**Task to complete**
Lines with the string "RawValue" must each be copied from the listing.
+ + + + + + +
PR #849, opened 2024-08-29
Calculated property whose value is the related instance label

JonasDov:
Closes https://github.com/iTwin/itwinjs-core/issues/7050


iModelCore/ECPresentation/Source/Shared/ECExpressions/ECExpressionContextsProvider.cpp
```diff
@@ -263,14 +271,129 @@ struct ECInstanceMethodSymbolsProvider : IECSymbolProvider
...
+        return ExpressionStatus::Success;
+        }
+        
 protected:
     Utf8CP _GetName() const override {return "ECInstanceMethods";}
     void _PublishSymbols(SymbolExpressionContextR context, bvector<Utf8String> const& requestedSymbolSets) const override
         {
         context.AddSymbol(*MethodSymbol::Create("IsOfClass", NULL, &IsOfClass));
+        void* methodContext = const_cast<Context*>(&m_context);
+        context.AddSymbol(*MethodSymbol::Create("GetRelatedDisplayLabel", nullptr, &GetRelatedDisplayLabel, methodContext));
```
grigasp, line 393: Please add this function to [this table](https://github.com/iTwin/itwinjs-core/blob/efcafe30035c2469c3cace676e5ffcfd1e19ed5b/docs/presentation/advanced/ECExpressions.md?plain=1#L272) in associated `itwinjs-core` pr.

iModelCore/ECPresentation/Source/Shared/Queries/CustomFunctions.cpp
```diff
@@ -451,6 +451,13 @@ struct EvaluateECExpressionScalar : CachingScalarFunction<bmap<ECExpressionScala
             ECExpressionsCache noCache;
             if (ECExpressionsHelper(noCache).EvaluateECExpression(value, expression, *expressionContext) && value.IsPrimitive() && value.ConvertPrimitiveToString(expressionResult))
                 {
+                LabelDefinitionPtr labelDefinition = LabelDefinition::FromString(expressionResult.c_str());
+                if (labelDefinition->IsDefinitionValid())
+                    {
+                    Utf8StringCR labelRef = labelDefinition->GetDisplayValue();
+                    expressionResult = labelRef;
+                    }
```
grigasp, line 459: Why is this needed?

iModelCore/ECPresentation/Tests/NonPublished/Integration/Content/ContentIntegrationTests.cpp
```diff
@@ -6580,6 +6580,138 @@ TEST_F(RulesDrivenECPresentationManagerContentTests, ContentRelatedInstancesSpec
...
+
+    // create the rule set
+    PresentationRuleSetPtr rules = PresentationRuleSet::CreateInstance(BeTest::GetNameOfCurrentTest());
+    m_locater->AddRuleSet(*rules);
+
+    ContentRuleP rule = new ContentRule("", 1, false);
+    rule->AddSpecification(*new ContentRelatedInstancesSpecification(1, 0, false, "", RequiredRelationDirection_Backward, relationshipAHasB->GetFullName(), classA->GetFullName()));
+    rules->AddPresentationRule(*rule);
+    rules->AddPresentationRule(*new LabelOverride(Utf8PrintfString("ThisNode.IsInstanceNode ANDALSO this.IsOfClass(\"%s\",\"%s\")", classB->GetName().c_str(), GetSchema()->GetName().c_str()),
+        1, "this.UserLabel", ""));
```
grigasp, line 6624: For simplicity, I think we should:
- use `ContentInstancesOfSpecificClassesSpecification` instead of `ContentRelatedInstancesSpecification`,
- use `InstanceLabelOverride` instead of `LabelOverride` (e.g. `rules->AddPresentationRule(*new InstanceLabelOverride(0, false, classB->GetFullName(), "UserLabel"))`).

iModelCore/ECPresentation/Source/Shared/ECExpressions/ECExpressionContextsProvider.cpp
JonasDov: https://github.com/iTwin/itwinjs-core/pull/7124

iModelCore/ECPresentation/Source/Shared/Queries/CustomFunctions.cpp
JonasDov: GetRelatedDisplayLabel returns stringified json object, that looks like this:
"{\"DisplayValue\":\"lc1\",\"TypeName\":\"string\",\"RawValue\":\"lc1\"}"

iModelCore/ECPresentation/Tests/NonPublished/Integration/Content/ContentIntegrationTests.cpp
JonasDov: Updated

iModelCore/ECPresentation/Source/Shared/ECExpressions/ECExpressionContextsProvider.cpp
grigasp: please make sure to complete the `itwinjs-core` PR after this one

iModelCore/ECPresentation/Source/Shared/Queries/CustomFunctions.cpp
grigasp: I think that's a problem - we may receive an ECExpression like `GetRelatedDisplayLabel("x", "y", "z") & "_ABC"` and it should concatenate label of `z` with string `_ABC`. With what we have now, `GetRelatedDisplayLabel` will return an stringified JSON object and add the `_ABC` suffix to it. This will result in an invalid JSON, so `LabelDefinition` won't parse it, so the end result will be something like `{ "DisplayValue": "", "RawValue": "", "TypeName": "string" }_ABC`.

IMO, `LabelDefinition` should be parsed in `ECInstanceMethodSymbolsProvider::GetRelatedDisplayLabel`. But first we need a test for this case.

JonasDov: Moved parsing to GetRelatedDisplayLabel and added `ContentInstancesOfSpecificClassesSpecification_GetsRelatedLabelWithAppendedValueThroughCalculatedProperty` test which checks the scenario you've mentioned.

iModelCore/ECPresentation/Source/Shared/ECExpressions/ECExpressionContextsProvider.cpp
```diff
@@ -373,7 +373,10 @@ struct ECInstanceMethodSymbolsProvider : IECSymbolProvider
 
             if (BE_SQLITE_ROW == QueryExecutorHelper::Step(stmt))
                 {
-                evalResult.InitECValue() = ECValue(stmt.GetValueText(0));
+                LabelDefinitionPtr labelDefinition = LabelDefinition::FromString(stmt.GetValueText(0));
+                Utf8String expressionResult = labelDefinition->GetDisplayValue();
```
grigasp, line 377: `GetDisplayValue()` returns a reference - we should avoid assigning it to `Utf8String`, since that makes an unnecessary copy. I don't think we need the `expressionResult` variable at all.

iModelCore/ECPresentation/Tests/NonPublished/Integration/Content/ContentIntegrationTests.cpp
```diff
@@ -6645,6 +6645,71 @@ TEST_F(RulesDrivenECPresentationManagerContentTests, ContentInstancesOfSpecificC
...
+    ECClassCP classB = GetClass("B");
+    ECRelationshipClassCP relationshipAHasB = GetClass("A_Has_B")->GetRelationshipClassCP();
+
+    // insert some instances
+    IECInstancePtr instanceA = RulesEngineTestHelpers::InsertInstance(s_project->GetECDb(), *classA, [](IECInstanceR instance){instance.SetValue("UserLabel", ECValue("A_UserLabel")); });
+    IECInstancePtr instanceB = RulesEngineTestHelpers::InsertInstance(s_project->GetECDb(), *classB, [](IECInstanceR instance){instance.SetValue("UserLabel", ECValue("B_UserLabel")); });
+    RulesEngineTestHelpers::InsertRelationship(s_project->GetECDb(), *relationshipAHasB, *instanceA, *instanceB);
+
+    // set up input
+    KeySetPtr input = KeySet::Create(*instanceB);
```
grigasp, line 6679: Input is irrelevant when using `ContentInstancesOfSpecificClassesSpecification`. Just pass an empty `KeySet` when requesting content instead. Here and in the other two tests.

grigasp (approved):

PR #866, opened 2024-09-23
reread the extents from the database when getIModelProps is called after a pullChanges

nick4598:
itwinjs-core: https://github.com/iTwin/itwinjs-core/pull/7187

Fixes https://github.com/iTwin/itwinjs-backlog/issues/1240


iModelJsNodeAddon/JsInteropDgnDb.cpp
```diff
@@ -509,11 +509,20 @@ DgnDbStatus JsInterop::SimplifyElementGeometry(DgnDbR db, Napi::Object simplifyA
...
 +---------------+---------------+---------------+---------------+---------------+------*/
-void JsInterop::UpdateProjectExtents(DgnDbR dgndb, BeJsConst newExtents) {
+void JsInterop::UpdateProjectExtents(DgnDbR dgndb, BeJsConst newExtents, bool fromChangesetAppliedEvent) {
     auto& geolocation = dgndb.GeoLocation();
     AxisAlignedBox3d extents;
     extents.FromJson(newExtents);
-    geolocation.SetProjectExtents(extents);
+    if (fromChangesetAppliedEvent) {
+        // Check if our extents have actually changed. If not, return early.
+        if (geolocation.GetProjectExtents().IsEqual(extents))
```
bbastings, line 518: Couldn't we just always check if really changed and not bother with "fromChangesetAppliedEvent"?

iModelJsNodeAddon/JsInteropDgnDb.cpp
```diff
@@ -509,11 +509,20 @@ DgnDbStatus JsInterop::SimplifyElementGeometry(DgnDbR db, Napi::Object simplifyA
...
+            return;
+        // set isValid to false so that we recalculate the ecefLocation in SetProjectExtents with these new extents.
+        auto ecefLocation = geolocation.GetEcefLocation();
+        ecefLocation.m_isValid = false;
```
bbastings, line 522: This seems wrong unless there is a GCS?

iModelJsNodeAddon/JsInteropDgnDb.cpp
nick4598: Any opinions on what that tolerance should be? I pushed '.01' up just now.

Youre right, I probably dont need to check fromChangesetAppliedEvent before checking if itsEqual. I just figured this function has been working fine before checking for isEqual so might as well keep it to the fromChangesetAppliedEvent.

Changed it to check isEqual always

iModelJsNodeAddon/JsInteropDgnDb.cpp
nick4598: Does ecefLocation's `m_isValid` get marked as true anywhere except when the GCS is valid? Im guessing if there is no GCS, this code will just mark m_isValid as false when it likely already was false and have no effect?

Now based off of your other comment, I am also wondering if I should not be checking the fromChangesetAPpliedEvent in thsi function at all (i.e. also mark eceflocation as invalid when updateprojectExtents is called with any new extents).

bbastings: You can have a valid ecef location without a gcs. The reason you can mark the ecef location invalid when there is a gcs is because the ecef location can be computed from the gcs (it's effectively redundant). No gcs though and the ecef location is all you have to geo-locate the model.

iModelJsNodeAddon/JsInteropDgnDb.cpp
bbastings: I'd compare with something like DoubleOps::SmallMetricDistance(). 10 mm is significate and can't be attributed to fuzz...

iModelCore/iModelPlatform/DgnCore/DgnUnits.cpp
```diff
@@ -476,9 +476,12 @@ void DgnGeoLocation::SetProjectExtents(AxisAlignedBox3dCR newExtents)
     // JsonCpp and RapidJson differ slightly in precision of floating point numbers.
     // Tile content Ids include a hash of the project extents.
     // Differing precision => different content Ids => invalidate every cached tile in existence.
-    Json::Value jsonObj;
-    BeJsGeomUtils::DRange3dToJson(jsonObj, m_extent);
-    m_dgndb.SavePropertyString(DgnProjectProperty::Extents(), jsonObj.ToString());
+    if (!fromChangesetAppliedEvent)
```
bbastings, line 479: Don't see why this check is necessary either. You are expecting this to get called by JsInterop::UpdateProjectExtents only after it's verified that the value is really changed right? I don't like this "fromChangesetAppliedEvent" arg at all...I think it's hacky...

nick4598: The goal is to update the open iModel's props. If its from a changesetAppliedEvent that means the extents were already written to the be_prop table due to the changeset being applied so I figured I should skip that operation.

iModelJsNodeAddon/JsInteropDgnDb.cpp
nick4598: Okay so that means the ecefLocation can be independently and explicitly set? I switched it to check that the DgnGCS is not nullptr before invalidating the eceflocation

iModelCore/iModelPlatform/DgnCore/DgnUnits.cpp
bbastings: Doesn't make sense to me to call SetProjectExtents with an arg that says don't set the project extents. If you know the project extents changed and all it is that you want is to send out the onProjectExtentsChanged notification you should just do that and not be calling SetProjectExtents. I think Affan's comment on your itwinjs PR is the important one here...

iModelJsNodeAddon/JsInteropDgnDb.cpp
bbastings: Yes, it can be independently set and like I said is redundant when there is a GCS, Why do you think you need to invalidate it at all?

nick4598: I assumed that the ecefLocation was dependent on the project extents because it uses the center of the projectExtents

```        
        auto projectCenter = extents.GetCenter();
        if (SUCCESS == LatLongFromXyz(cartographicOrigin, projectCenter))
            {
            m_ecefLocation = EcefLocation(cartographicOrigin, projectCenter, dgnGCS);
            }
```

My test in core also asserts that the ecefLocation changed after pulling a changeset which passes. Of course that is after I  invalidated the ecefLocation but it did change. The iModel i chose "mirukuru.ibim" also appears to have a GCS as there is a test which asserts that `ecefLocation for iModels` in core.

bbastings: > I assumed that the ecefLocation was dependent on the project extents
It's not, no reason to invalidate it...

That code snippet is what sets up the ecef transform from the GCS when it's not defined yet. It just wants a "meaningful" world location point to use to establish the ecef origin. In the absence of any other information, the project center is a decent choice.

bbastings: > Am I understanding that code snippet correctly that it will set a new ECEFLocation ?

Yes, it derives the ecef transform from the GCS, since it's redundant when a GCS is present as I keep saying. The GCS is what you always want to use to convert between spatial and cartographic when available anyway. The ecef location becomes increasingly inaccurate as you get farther from the ecef origin due to a design model being drawn on a plane and the earth being curved.

nick4598: Is there any documentation you could point me to so that I can understand this better?

Is setting the ecef transform just a formality when there is a GCS then? Why do we do it? I suppose so that any code which converts between spatial and cartographic has the option of using the ECEF transform? even though its not recommended to do so?

 What code is converting between spatial and cartographic? I had assumed maybe the GetGeoCoordsFromIModelCoords and GetIModelCoordsFromGeoCoords function but Im not sure thats right.

bbastings: The measure tools use IModelConnection.spatialToCartographic...

iModelCore/iModelPlatform/DgnCore/DgnUnits.cpp
nick4598: switched to affan's suggestion

iModelJsNodeAddon/JsInteropDgnDb.cpp
nick4598: Thanks, also clarified some things on call. Much appreciated. Feel free to resolve if comfortable

aruniverse:
@khanaffan plz review

khanaffan (approved):

pmconne (approved):

aruniverse:

PR #872, opened 2024-09-27
Add db to OpenGroup to resolve schema changes

mattbjordan:
Opening changesets as a group requires the context of an iModel db to resolve any schema changes that may have happened in those changesets.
+ + + + + + +
**Output for this task**
"{\"DisplayValue\":\"lc1\",\"TypeName\":\"string\",\"RawValue\":\"lc1\"}"
grigasp: I think that's a problem - we may receive an ECExpression like `GetRelatedDisplayLabel("x", "y", "z") & "_ABC"` and it should concatenate label of `z` with string `_ABC`. With what we have now, `GetRelatedDisplayLabel` will return an stringified JSON object and add the `_ABC` suffix to it. This will result in an invalid JSON, so `LabelDefinition` won't parse it, so the end result will be something like `{ "DisplayValue": "", "RawValue": "", "TypeName": "string" }_ABC`.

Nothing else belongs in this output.